Injective modules are of course just projective modules in the opposite category, so it seems to me that the question really is "why is the opposite of a module category more complicated than a module category?" Probably this is because the opposite of a module category is almost never itself a module category (see this MO question). It embeds into a module category by Freyd-Mitchell, but this is quite noncanonical.

For the sake of concreteness, by Pontrjagin duality $\text{Ab}^{op}$ itself is equivalent to the category of compact (Hausdorff) abelian groups (which embeds into $\text{Ab}$ itself but this is not too useful of an embedding for our purposes). An injective abelian group dualizes to a projective object in $\text{Ab}^{op}$, and it is not so straightforward as in a module category to find a projective object here. The simplest nontrivial thing that deserves to be called a free object is the Bohr compactification of $\mathbb{Z}$ (which dualizes to $S^1$ with the discrete topology). The injective abelian group $\mathbb{Q}/\mathbb{Z}$, as a filtered colimit of the groups $\mu_n$, dualizes to a cofiltered limit giving the profinite integers $\hat{\mathbb{Z}}$.

This gives one way to find an injective resolution of an abelian group by following a recipe exactly analogous to the free module recipe, but in $\text{Ab}^{op}$: find a projective resolution of its Pontrjagin dual by products of copies of the Bohr compactification of $\mathbb{Z}$, then dualize it!

Edit: Steven Landsburg makes the following comment below:

But I thought that another part of your answer was that in the categories we often choose to look at (module categories) projectives might look simpler, though in the opposite categories it's the injectives that look simpler.
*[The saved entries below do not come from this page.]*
PR #5170, opened 2026-03-10
Fix/lazy load team members

GVodyanov:
Previously team members were just loaded through a `v-for`, this implements a virtual list like in the contacts list

This also removes the grid and makes it a list

Side note, why does this need to be this weird? The virtual list requires a fixed area boundary so essentially this PR calculates it through DOM elements


Antreesy:
Can we backport it to stable8.3, so it lands on Nextcloud 32/33?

That leaves the question of why it's the projectives that are simpler in the categories we're naturally led to look at.

My revised revised answer is that free objects are projective, and free objects are simpler in the categories we're naturally led to look at.

Let $C$ be a category and let $U : C \to \text{Set}$ be a faithful functor. If $U$ has a left adjoint $F$, then $U$ preserves monomorphisms, so the monomorphisms in $C$ are precisely the maps which are injective on underlying sets. Thus to find projective objects it suffices to find objects with the lifting property. Now, for a set $S$, $F(S)$ clearly has the lifting property (hence is projective) because $S$ has the lifting property in $\text{Set}$ (in other words, is projective).

The categories we're naturally led to look at, such as module categories, are usually concretely defined so are equipped with a faithful functor to $\text{Set}$, and the corresponding objects $F(S)$ usually exist and provide a plentiful supply of projectives in $C$. (Without the functors $U$ and $F$ it is not clear why $C$ should have any projective objects whatsoever, and it might not: for an abelian category example, take $C = \text{FinAb}$.)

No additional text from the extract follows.